As stated on April 17, the New York Stock Exchange's highest priority is ensuring a fair and open market for all investors. Part of that commitment is our rigorous program of monitoring the trading and conduct of our members and member firms, including continuous surveillance of every order and transaction on our trading floor. As the leading self-regulatory organization, the NYSE has for 30 years publicly announced our disciplinary actions for violations of Exchange rules and federal securities laws. Today, these actions are released to the news media monthly, and concurrently posted on nyse.com.

Although the NYSE's long-standing policy is to not comment while a regulatory matter is in progress, we are making an exception in connection with a current review of trading at several specialist firms. This investigation has generated substantial erroneous reporting and speculation in the media, led by The Wall Street Journal. As always, if the matter proceeds, the NYSE will disclose if disciplinary actions are taken. In the interim, in order to set the record straight and prevent misinformation from being repeated so frequently that it appears to be factual, the NYSE provides the following facts about the investigation:

The current investigation does not focus on front-running, contrary to what has been reported numerous times in the Journal, in the Journal's reports on CNBC, and elsewhere. In fact, the investigation focuses on possible violations of the specialist's "negative obligation." This is the requirement to provide an opportunity for public orders to be executed against each other within the current market and without undue dealer intervention. In other words, the specialist must "stand out of the way" when a natural match can occur between buyer and seller.
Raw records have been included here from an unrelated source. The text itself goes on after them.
PR #95, opened 2022-10-26
Preserve selection when folding and unfolding blocks

### LINKED ISSUE #81: Preserve selection when folding and unfolding
Folding and unfolding code currently resets the cursor position and selection to none.

alexeyinkin:
- Resolves #81

### DIFF
--- a/lib/src/hidden_ranges/hidden_ranges.dart
+++ b/lib/src/hidden_ranges/hidden_ranges.dart
@@ -209,7 +209,7 @@ class HiddenRanges {
       }
     }
 
-    // upper == lower
+    // upper == lower - 1, or lower, or lower + 1
     final range = ranges[upperRange];
     switch (range.compareToPosition(position)) {
       case -1:
--- a/lib/src/hidden_ranges/hidden_ranges.dart
+++ b/lib/src/hidden_ranges/hidden_ranges.dart
@@ -178,7 +178,7 @@ class HiddenRanges {
 
     // Linear interpolation search.
     while (upperRange > lowerRange) {
-      // Full characters at the lower ange start and at the upper range end.
+      // Full characters at the lower range start and at the upper range end.
       final lowerChar = ranges[lowerRange].start;
       final upperChar = ranges[upperRange].end;
 
--- a/lib/src/hidden_ranges/hidden_ranges.dart
+++ b/lib/src/hidden_ranges/hidden_ranges.dart
@@ -160,6 +160,67 @@ class HiddenRanges {
     );
   }
 
+  /// Translates the [position] in the full text to the position in
+  /// the visible text.
+  ///
+  /// If [position] is hidden, returns the last visible position before it.
+  int cutPosition(int position) {
+    if (ranges.isEmpty || position < ranges.first.start) {
+      return position;
+    }
+
+    if (position >= ranges.last.end) {
+      return position - hiddenCharactersBeforeRanges.last;
+    }
+
+    int lowerRange = 0;
+    int upperRange = ranges.length - 1;
+
+    // Linear interpolation search.
+    while (upperRange > lowerRange) {
+      // Full characters at the lower ange start and at the upper range end.
+      final lowerChar = ranges[lowerRange].start;
+      final upperChar = ranges[upperRange].end;
+
+      final rangeIndex = lowerRange +
+          ((position - lowerChar) /
+                  (upperChar - lowerChar) *
+                  (upperRange - lowerRange))
+              .floor();
+
+      if (rangeIndex < lowerRange) {
+        return position - hiddenCharactersBeforeRanges[lowerRange];
+      }
+      if (rangeIndex > upperRange) {
+        return position - hiddenCharactersBeforeRanges[upperRange + 1];
+      }
+
+      final range = ranges[rangeIndex];
+
+      switch (range.compareToPosition(position)) {
+        case 0:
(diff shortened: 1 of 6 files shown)


lib/src/hidden_ranges/hidden_ranges.dart
```diff
@@ -160,6 +160,67 @@ class HiddenRanges {
...
+    if (position >= ranges.last.end) {
+      return position - hiddenCharactersBeforeRanges.last;
+    }
+
+    int lowerRange = 0;
+    int upperRange = ranges.length - 1;
+
+    // Linear interpolation search.
+    while (upperRange > lowerRange) {
+      // Full characters at the lower ange start and at the upper range end.
```
Malarg, line 181: typo "range"

lib/src/hidden_ranges/hidden_ranges.dart
```diff
@@ -160,6 +160,67 @@ class HiddenRanges {
...
+        return position - hiddenCharactersBeforeRanges[lowerRange];
+      }
+      if (rangeIndex > upperRange) {
+        return position - hiddenCharactersBeforeRanges[upperRange + 1];
+      }
+
+      final range = ranges[rangeIndex];
+
+      switch (range.compareToPosition(position)) {
+        case 0:
```
Malarg, line 201: MAy be will be more readable, if numbers will be changed on "equals", "upper", and "lower"

test/src/hidden_ranges/hidden_ranges_position_test.dart
```diff
@@ -4,28 +4,120 @@ import 'package:flutter_code_editor/src/hidden_ranges/hidden_range.dart';
...
 void main() {
+  group('HiddenRanges. cutPosition', () {
+    test('No ranges - No changes', () {
+      expect(
+        HiddenRanges.empty.cutPosition(7),
+        7,
+      );
+    });
+
+    test('Cut with visible beginning and end', () {
```
Malarg, line 20: This test does not cover case, where text contains hidden ranges at the start and at the end.

test/src/hidden_ranges/hidden_ranges_position_test.dart
```diff
@@ -4,28 +4,120 @@ import 'package:flutter_code_editor/src/hidden_ranges/hidden_range.dart';
...
+        6: 5,
+        7: 5,
+        8: 5,
+        9: 5,
+        10: 5,
+        11: 6,
+      };
+      int i = 0;
+
+      for (final example in examples.entries) {
```
Malarg, line 104: this loop repeat the same at 68 line. Suggest to extract

test/src/hidden_ranges/hidden_ranges_selection_test.dart
```diff
@@ -0,0 +1,211 @@
...
+        );
+        expect(
+          HiddenRanges.empty.recoverSelection(selection.reversed),
+          selection.reversed,
+        );
+      }
+    });
+
+    group('Collapsed', () {
+      test('before ranges', () {
```
Malarg, line 67: This 4 tests almost the same. Suggest to extract to a function and pass numbers as parameters

test/src/hidden_ranges/hidden_ranges_selection_test.dart
```diff
@@ -0,0 +1,211 @@
...
+        ),
+        TextSelection(
+          baseOffset: 5,
+          extentOffset: 10,
+          affinity: TextAffinity.upstream,
+          isDirectional: false,
+        ),
+      ];
+
+      for (final selection in selections) {
```
Malarg, line 45: May be this function helps to make this loop more clear
```
  void _expectTheSame(TextSelection selection) {
    expect(
      HiddenRanges.empty.cutSelection(selection),
      selection,
    );
    expect(
      HiddenRanges.empty.recoverSelection(selection),
      selection,
    );
  }
```

Malarg (changes requested):

test/src/hidden_ranges/hidden_ranges_selection_test.dart
alexeyinkin: This hides `expect` calls which is a bad pattern. They should be clearly visible. In 6 months when something breaks you will want to see `expect` on the top level.

test/src/hidden_ranges/hidden_ranges_position_test.dart
alexeyinkin: `+`

lib/src/hidden_ranges/hidden_ranges.dart
```diff
@@ -160,6 +160,67 @@ class HiddenRanges {
     );
   }
 
+  /// Translates the [position] in the full text to the position in
+  /// the visible text.
+  ///
+  /// If [position] is hidden, returns the last visible position before it.
+  int cutPosition(int position) {
```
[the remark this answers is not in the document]
alexeyinkin: This is longer. `cut...` and `recover...` fit well.

lib/src/hidden_ranges/hidden_ranges.dart
alexeyinkin: `-1`, `0`, and `1` are common for `sign`-like methods.

test/src/hidden_ranges/hidden_ranges_selection_test.dart
alexeyinkin: Merged with the test below.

Front-running is trading for one's own account with knowledge of an order or orders that will materially impact the price of a stock. The activity under investigation by the NYSE is not front-running.

The Journal reported that the probe was started by investor complaints or by specialist firms failing NYSE audits; neither is correct. No firms failed an examination, and in fact, the NYSE does not conduct audits. The investigation was initiated by an NYSE Market Surveillance analyst who was suspicious of trading in an individual stock. Market Surveillance then began an aggressive program surveilling for similar trading practices in other stocks.
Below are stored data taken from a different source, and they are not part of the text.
PR #115, opened 2022-11-08
Change read-only section names (#110)

### LINKED ISSUE #110: Allow to change read-only sections after CodeController construction

alexeyinkin:
- Resolves #110

### DIFF
--- a/test/src/code_field/code_controller_readonly_sections_test.dart
+++ b/test/src/code_field/code_controller_readonly_sections_test.dart
@@ -1,0 +1,95 @@
+import 'package:flutter_code_editor/flutter_code_editor.dart';
+import 'package:flutter_test/flutter_test.dart';
+
+import '../common/snippets.dart';
+
+void main() {
+  group('CodeController Read-only Sections', () {
+    test('No sections -> All editable', () {
+      final sectionGroups = <Set<String>>[
+        {},
+        {'nonexistent'},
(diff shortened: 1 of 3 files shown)


test/src/code_field/code_controller_readonly_sections_test.dart
```diff
@@ -0,0 +1,95 @@
...
+      );
+      controller.addListener(() {
+        notifiedCount++;
+      });
+
+      final readonly1 = controller.code.lines.lines.map((l) => l.isReadOnly);
+      expect(
+        readonly1,
+        [
+          false,
```
Malarg, line 47: Suppose we can make it more clear:
```
          false,  // class MyClass {
          false,  //   void method1() {
          true,   //     if (false) {// [START section1]
          true,   //       return;
          true,   //     }// [END section1]
          false,  //   }
          false,  //
          false,  //   void method2() {// [START section2]
          false,  //     return;
          false,  //   }// [END section2]
          false,  // }
          false,  //
```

To cite a hypothetical example of the practice being examined: In very liquid stocks, market orders typically begin queuing for a period of seconds while a specialist is electronically reporting completed trades to the tape. If market orders are received on both sides of the market during this period, the specialist is required to pair these orders. If the stock is bid for $25.00 and offered at $25.01, the specialist is obligated to pair market orders at $25.00 or $25.01. If, instead, the specialist executes all of the orders that could have been paired at the quoted prices -- buying from the sellers at $25.00, and then selling to buyers at $25.01 -- he or she is in violation of NYSE rules. While this is a standard practice in dealer markets, it is prohibited in the NYSE auction market.
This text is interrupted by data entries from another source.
PR #119, opened 2022-11-09
Issue103 pale readonly sections

alexeyinkin:


lib/src/code_field/span_builder.dart
```diff
@@ -38,10 +46,55 @@ class SpanBuilder {
...
+    if (_lineIndex >= code.lines.lines.length) {
+      _lineIndex = code.lines.lines.length - 1;
+    }
+  }
+
+  TextStyle? _applyReadonlyIfRequired(TextStyle? style) {
+    if (code.lines.lines[_lineIndex].isReadOnly) {
+      if (style == null) {
+        return textStyle?.paled();
+      } else {
```
alexeyinkin, line 75: No `else` after `return`.

lib/src/highlight/node.dart
```diff
@@ -51,4 +51,37 @@ extension MyNode on Node {
 
     return null;
   }
+
+  Node splitNewLines() {
+    children = children?.splitNewLines();
```
alexeyinkin, line 56: Are they mutable? 🤦

This method is misleading because it splits children but not this node. Also a node's text is currently split in the extension on `List<Node>` which is not right, it should be one in an extension on a node itself. So let's do this:

1. Make it split both this node and children. For this, return `List<Node>`.
2. If `value == null`, return a list of a single new `Node` with split `children`.
3. Otherwise return a list of new nodes split with newlines.

Neither way do we mutate a node.

lib/src/highlight/node.dart
```diff
@@ -51,4 +51,37 @@ extension MyNode on Node {
 
     return null;
   }
+
+  Node splitNewLines() {
```
alexeyinkin, line 55: `splitLines()`

lib/src/highlight/node.dart
```diff
@@ -51,4 +51,37 @@ extension MyNode on Node {
...
+  }
+}
+
+extension NodeList on List<Node> {
+  List<Node> splitNewLines() {
+    final result = <Node>[];
+
+    for (int i = 0; i < length; i++) {
+      final node = this[i];
+      final splittedValue = this[i].value?.split('\n');
```
alexeyinkin, line 67: The past tense of 'split' is just 'split'.

lib/src/highlight/node.dart
```diff
@@ -51,4 +51,37 @@ extension MyNode on Node {
...
+
+  Node splitNewLines() {
+    children = children?.splitNewLines();
+    return this;
+  }
+}
+
+extension NodeList on List<Node> {
+  List<Node> splitNewLines() {
+    final result = <Node>[];
```
alexeyinkin, line 63:
```dart
return map((node) => node.splitLines()).expand((nodes) => nodes).toList(growable: false);
```

lib/src/code_field/span_builder.dart
```diff
@@ -1,17 +1,25 @@
...
+  final Code code;
+  final CodeThemeData? theme;
+  final TextStyle? textStyle;
 
-  TextSpan build({
-    required Code code,
-    required CodeThemeData? theme,
-    TextStyle? textStyle,
-  }) {
+  int _lineIndex = 0;
```
alexeyinkin, line 13: `_visibleLineIndex`

lib/src/code_field/span_builder.dart
```diff
@@ -38,10 +46,55 @@ class SpanBuilder {
     required Node node,
     required CodeThemeData? theme,
   }) {
+    _updateLineIndex(node);
```
alexeyinkin, line 49: This should only be called on a node with `value` and not recursively.
And likely after this node is built.

lib/src/code_field/span_builder.dart
```diff
@@ -38,10 +46,55 @@ class SpanBuilder {
...
+  void _updateLineIndex(Node node) {
+    _lineIndex += node.getNewlineCount();
+
+    if (_lineIndex >= code.lines.lines.length) {
+      _lineIndex = code.lines.lines.length - 1;
+    }
+  }
+
+  TextStyle? _applyReadonlyIfRequired(TextStyle? style) {
+    if (code.lines.lines[_lineIndex].isReadOnly) {
```
alexeyinkin, line 72: This visible line index should be translated to a full line index.

lib/src/code_field/span_builder.dart
Malarg: Value already checks on null at `node.getNewlineCount` 
Why not recursively? Children also can contain value

lib/src/code_field/span_builder.dart
```diff
@@ -56,25 +56,26 @@ class SpanBuilder {
...
+    if (_visibleLineIndex >= code.lines.length) {
+      _visibleLineIndex = code.lines.length - 1;
     }
   }
 
-  TextStyle? _applyReadonlyIfRequired(TextStyle? style) {
-    if (code.lines.lines[_lineIndex].isReadOnly) {
+  TextStyle? _paleIfRequired(TextStyle? style) {
+    final revoverLineIndex =
+        code.hiddenLineRanges.revoverLineIndex(_visibleLineIndex);
```
alexeyinkin, line 73: `recoverLineIndex()`
And I usually name the variable `fullLineIndex`

lib/src/code_field/span_builder.dart
```diff
@@ -56,25 +56,26 @@ class SpanBuilder {
...
+    if (code.lines[revoverLineIndex].isReadOnly) {
       if (style == null) {
```
alexeyinkin, line 75: `return (style ?? textStyle).paled();`?

lib/src/hidden_ranges/hidden_line_ranges.dart
```diff
@@ -7,18 +7,81 @@ class HiddenLineRanges with EquatableMixin {
   final int fullLineCount;
   final int visibleLineCount;
 
-  const HiddenLineRanges({
+  final List<int> _recoveredLines;
+  final Map<int, int> _cutLines;
```
alexeyinkin, line 11: I guess a non-growable list is faster than a map.
```dart
final List<int?> _fullToVisible;
final List<int> _visibleToFull;
```

lib/src/hidden_ranges/hidden_line_ranges.dart
```diff
@@ -7,18 +7,81 @@ class HiddenLineRanges with EquatableMixin {
...
+
+  factory HiddenLineRanges({
+    required List<LineNumberingBreakpoint> breakpoints,
+    required int fullLineCount,
+    required int visibleLineCount,
+  }) {
+    final recoveredLines = <int>[];
+    final cutLines = <int, int>{};
+    for (var i = 0; i <= fullLineCount; i++) {
```
alexeyinkin, line 20: What is the time-complexity of this loop?

lib/src/hidden_ranges/hidden_line_ranges.dart
```diff
@@ -7,18 +7,81 @@ class HiddenLineRanges with EquatableMixin {
...
+  static const empty = HiddenLineRanges._(
     breakpoints: [],
     fullLineCount: 1,
     visibleLineCount: 1,
+    recoveredLines: [0],
+    cutLines: {},
   );
 
+  int? cutLineIndexIfVisible(int lineIndex) {
+    if (lineIndex < 0) {
```
alexeyinkin, line 54: I think it's OK to drop these checks and throw if out of bounds. We now have tests for out of range lines, but we did support that only because with breakpoints it was easier to allow those. We can drop that support if it is now easier to only support valid ranges.

lib/src/highlight/result.dart
```diff
@@ -41,8 +41,28 @@ extension MyResult on Result {
...
 
-  Result splitNewLines() {
-    nodes = nodes?.splitNewLines();
-    return this;
+  Result splitLines() {
+    return copyWith(
+      nodes: nodes
+          ?.map((n) => n.splitLines())
+          .expand((e) => e)
+          .toList(growable: false),
```
alexeyinkin, line 49: Duplicated code.
I liked the idea of an extension on `List<Node>` for that.

test/src/code_field/split_highlight_lines_test.dart
```diff
@@ -0,0 +1,67 @@
...
+          highlighted.splitLines().nodes!.any((node) => node.hasSeveralLines()),
+          false,
+        );
+      });
+    });
+  });
+}
+
+extension on Node {
+  bool hasSeveralLines() {
```
alexeyinkin, line 60: `getNewlineCount()` is recursive, so you don't need this.

test/src/code_field/split_highlight_lines_test.dart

We emphasize that at this time no one has been charged with any violations and nothing is proven, and that the investigation is ongoing. Nor is there certainty that there was improper activity in all stocks currently being reviewed. This is not to diminish the seriousness of the alleged violations, however. NYSE Chairman and Chief Executive Officer Dick Grasso has said in recent interviews that a single instance of wrongdoing is one too many.